Duane’s 1958 debut album “Have Twangy Guitar Will Travel” hit number five on Billboard’s album chart and stayed on the charts for 82 weeks; he even acted in two episodes of “Have Gun – Will Travel,” the Richard Boone hired-gun Western whose title he’d borrowed. Britain’s New Musical Express (NME) voted him 1958’s World’s Number One Musical Personality, besting Elvis Presley. The Rock And Roll Hall of Fame inducted him early.

Later, when the Art of Noise remade Duane’s version of Henry Mancini’s “Peter Gunn” theme, Eddy became the only instrumentalist with top 10 hit UK singles in four different decades.

Tom Mitchell, whose Hambone record store stood in the shadow of Caffe Lena where he often played, once told me how music-timid buyers sought songs without lyrics in his shop. They gravitated to Windham Hill “new age” instrumentals to avoid triggering by lyrics with sexist or other objectionable content. Duane Eddy didn’t need words to raise alarm. His ominously low, almost menacingly resonant guitar tones, surging beats, brash saxophone hollers and massed, yelling choruses seemed plenty scary in the late 50s.

And therefore, Jim and I and multitudes loved him.

And, so, maybe, just maybe, I should have known something was up when Jim took me to the Musicians Hall of Fame on a Nashville visit a few spring-times ago – especially when Jay McDowell who ran the place came out to direct us personally into a door-side VIP parking spot.

Jay ushered us into a comfy entry lounge where a bearded, be-hatted gent and his wife rose to meet us: Duane Eddy, and wife Deed.

There’s “star-struck,” and then there’s something else, an even more intense and rarefied place where I found myself in awed silence at the Musicians Hall of Fame.
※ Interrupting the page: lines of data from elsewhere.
PR #3093, opened 2015-06-30
isOpen()/close() is racy. Simply close and ignore EBADF.

eam:


eam:
This fixes a race which can be hit within a few thousand iterations of:

```ruby
loop do |i|
  IO.popen4('echo', 'hi') { |_, _, out, _| out.read }
end
```

I believe the descriptor is occasionally closed between the test of isOpen() and the close(), triggering the exception.

headius:
I might feel better if we did *both*, actually, to avoid unnecessarily raising an error that gets ignored. The failed race would then be the only case that raises.

headius:
Thanks!

PR #3099, opened 2015-07-02
Uri like paths with pathname

mkristian:


jkutner:
Is this related to #3127 ?

mkristian:
first this is already merged to jruby-1_7 and master and part of the 1.7.21 and 9.0.0.0.rc2

it is related. the last weeks I was working on getting jruby launch a ruby application from an unexploded jar-file. basically how we pack the jar with https://github.com/jruby-gradle/jruby-gradle-plugin or with https://github.com/torquebox/jruby-maven-plugins/tree/master/jruby9

so all the problem fixed are related to having (with variations)
* GEM_HOME=uri:classloader:/
* GEM_PATH=uri:classloader:/
*  JARS_HOME=uri:classloader:/jars
* current working directory uri:classloader:/
* and having uri:classloader:/ on the LOAD_PATH

this works to the extend that you can pack up a rails application and run it from the jar (without unpacking it). the Pathname problem came up with such rails application.

PR #3107, opened 2015-07-06
[Truffle] Don't create threads in Main for Truffle

bbelleville:
@chrisseaton : This removes code that uses features that aren't supported for ahead of time compilation.


chrisseaton:
Merged, but I did something funny in git so GitHub doesn't see it.

eregon:
It might be worth leaving a TODO or since we might want to do that tearDown (possibly in a finally block instead?)

PR #3108, opened 2015-07-06
[Truffle] Function to initialize secureRandom

bbelleville:
@chrisseaton : This is to initialize ThreadContext.secureRandom. This change should not
affect the behavior of this class, but facilitates ahead of time
compilation. If this code is in a function it is easier to create a substitute when doing ahead of time compilation.


chrisseaton:
Merged, but I did something funny in git so GitHub doesn't see it.

PR #4806, opened 2017-10-05
Add Ruby part of TracePoint impl

### LINKED ISSUE #4800: TracePoint: Support .trace
This issue records the fact that [`TracePoint.trace`](http://ruby-doc.org/core-2.4.2/TracePoint.html) is not supported. It does a combined instantiation and enabling of a _TracePoint_ instance.

[The JRuby  extension TracePoint.java **seems not to implement** `.trace` and `.stat`](https://github.com/jruby/jruby/blob/master/core/src/main/java/org/jruby/ext/tracepoint/TracePoint.java)

**Workaround**: JRuby's TracePoint **has** `.new`. and `#enable`. Use `TracePoint.new` and then `#enable` the resulting `TracePoint` instance.

### Environment

```
$ jruby -v
jruby 9.1.13.0 (2.3.3) 2017-09-06 8e1c115 Java HotSpot(TM) 64-Bit Server VM 25.111-b14 on 1.8.0_111-b14 +jit [darwin-x86_64]
$ uname -a
Darwin gungnir.lan 16.7.0 Darwin Kernel Version 16.7.0: Thu Jun 15 17:36:27 PDT 2017; root:xnu-3789.70.16~2/RELEASE_X86_64 x86_64
```

### Expected Behavior

* I expect that `TracePoint.trace` instantiates and enables a _TracePoint_.

Example script to run:

```ruby
TracePoint.trace(:call) { puts 'Hi' }
```

Example execution:

```
irb(main):001:0> TracePoint.trace(:call) { puts 'Hi' }
Hi
Hi
Hi
Hi
Hi
Hi
Hi
=> #<TracePoint:enabled>
Hi
Hi
Hi
Hi
Hi
Hi
Hi
Hi
Hi
Hi
Hi
Hi
Hi
Hi
Hi
Hi
Hi
Hi
Hi
Hi
Hi
Hi
Hi
```

### Actual Behavior

A `NoMethodError` is raised.

```
irb(main):002:0> TracePoint.trace(:call) { puts 'Hi' }
NoMethodError: undefined method `trace' for TracePoint:Class
Did you mean?  trace_var
               trap
	from org/jruby/RubyBasicObject.java:1657:in `method_missing'
	from (irb):2:in `<eval>'
	from org/jruby/RubyKernel.java:994:in `eval'
	from org/jruby/RubyKernel.java:1114:in `catch'
	from org/jruby/RubyKernel.java:1114:in `catch'
	from /Users/olle/.rubies/jruby-9.1.13.0/bin/irb:13:in `<main>'
```

olleolleolle:
This PR adds a Ruby implementation of the class method `.trace` to TracePoint.

The file is named after C impl file in MRI.

Fixes #4800

Questions for reviewer:

- Do we want to have a full implementation of each of TracePoint methods?
- Are there tests that I can re-enable, now?

### DIFF
--- a/core/src/main/ruby/jruby/vm_trace.rb
+++ b/core/src/main/ruby/jruby/vm_trace.rb
@@ -1,0 +1,13 @@
+# frozen_string_literal: true
+#
+# .rb part for JRuby's native TracePoint impl
+
+class TracePoint
+
+  def self.trace(*events, &blk)  # :nodoc:
+    tp = new(*events, &blk)
+    tp.enable
+    tp
+  end
+
+end


headius:
Another question: does MRI trace the exit from the `trace` function? Since I suggested you do this in Ruby, that might be hard to avoid if not. Didn't even think of it until now.

olleolleolle:
@headius To answer your question with a "it seems so":

```
--- ruby/jruby ‹feature/4800-tracepoint-trace* ?› » JRUBY_OPTS=--debug irb -r ./vm_trace.rb
Ignoring byebug-9.0.6 because its extensions are not built.  Try: gem pristine byebug --version 9.0.6
irb(main):001:0> TracePoint.trace(:call) { |tp| puts tp.inspect }
#<TracePoint:call>
#<TracePoint:call>
#<TracePoint:call>
#<TracePoint:call>
#<TracePoint:call>
#<TracePoint:call>
#<TracePoint:call>
=> #<TracePoint:enabled>
#<TracePoint:call>
#<TracePoint:call>
#<TracePoint:call>
#<TracePoint:call>
#<TracePoint:call>
#<TracePoint:call>
#<TracePoint:call>
#<TracePoint:call>
#<TracePoint:call>
#<TracePoint:call>
#<TracePoint:call>
#<TracePoint:call>
#<TracePoint:call>
#<TracePoint:call>
#<TracePoint:call>
#<TracePoint:call>
#<TracePoint:call>
#<TracePoint:call>
#<TracePoint:call>
#<TracePoint:call>
#<TracePoint:call>
#<TracePoint:call>
#<TracePoint:call>
irb(main):002:0>
#<TracePoint:call>
#<TracePoint:call>
```

olleolleolle:
@headius Should we jettison this idea of using Ruby for a TracePoint patched implementation?

headius:
So here's the thing. It appears that MRI *does* trace the return from `TracePoint.trace` but it does so as a `:c_return` rather than a `:return`.

```
[] ~/projects/jruby $ ruby -e 'def bar; end; TracePoint.trace(:return) {|x| puts x.method_id }; puts :foo; bar'
foo
bar

[] ~/projects/jruby $ ruby -e 'def bar; end; TracePoint.trace(:c_return) {|x| puts x.method_id }; puts :foo; bar'
trace
to_s
foowrite

write
puts
puts
```

In JRuby, it's reversed, since we would implement it in Ruby instead of "C".

I'm not sure how important this is in practice. If there's logic that's attempting to hook only C methods, it will not see the return from `trace`. If there's logic that's attempting to hook only Ruby methods, it will see an unexpected return from `trace`.

Big deal? No big deal?

headius:
@olleolleolle I think we should just go with it and see what happens. Worst case we do a minor bit of porting and put it in Java.

As for tests, there *might* be something in spec/ruby but more likely there's a test excluded under test/mri/ruby/test_tracepoint.rb. The excludes are in test/mri/excludes with file path matching test class.

headius:
It might also be worth digging up any issue where this was added (in MRI) or opening a new one and clarifying with them how "spec" the `:c_return` vs `:return` is for cases like this.

headius:
Meh, I'm just going to use the Ruby version you provided to implement a Java version. I'm glad you got a chance to see how this fits together in JRuby, but we've already spent too long debating whether this minor difference is worth using Ruby for :-)

enebo:
I said this on irc last week but I think semantically this should return :return if it is implemented in Ruby.  Think of Rubinius/RubyTruffle or even MRI of the future where they start writing stuff in Ruby implwise (for inlining/JIT stuff).  All this stuff will just change what they are implemented in.  Any tests which return this as an error seems like an impl-specific test to me.

headius:
@enebo Yeah I never intended to tweak it so the Ruby version would do :c_return instead of :return. It's a minor difference, but it's also a five-minute patch to just write this in Java and moot the point.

I had met James Brown, Johnny Cash, Neil Young, Ray Davies of the Kinks, Joan Baez, Levon Helm, everybody in Peter Paul and Mary, all the Neville Brothers, all the Meters, everybody in Crosby Stills and Nash, everybody in the Talking Heads, everybody in the J. Geils Band, traveled for days with NRBQ…you see what I mean?

But that wasn’t this, as I realized when we all wandered into a cozy cinema where a film on the invaluable roles of session players, producers, engineers and other behind-the-scenes giants got their due. I was startled to recognize that the narrator voice in the tribute film was the same voice I heard from the man in the next seat, at my elbow: Duane Eddy.

When we wandered into an instrument-equipped alcove, a band formed, instantly. Duane grabbed a guitar; Jay a bass, and Jim sat behind the drum kit as they tuned up. Maybe they played Duane’s first hit “Movin’ ’N’ Groovin’” (1957), maybe “Rebel Rouser” – I don’t remember. But I do remember a joyous sense of privilege to be there, an audience of one.

In the exhibit halls we wandered, fans would recognize Duane and rush forward to wrap him in grateful adulation. Nobody could have been more gracious and patient, genuinely pleased to be recognized and greeted – he was the same low-key way through our three-hour lunch. 

Those people who courteously swarmed him there at the Hall of Fame; they were right.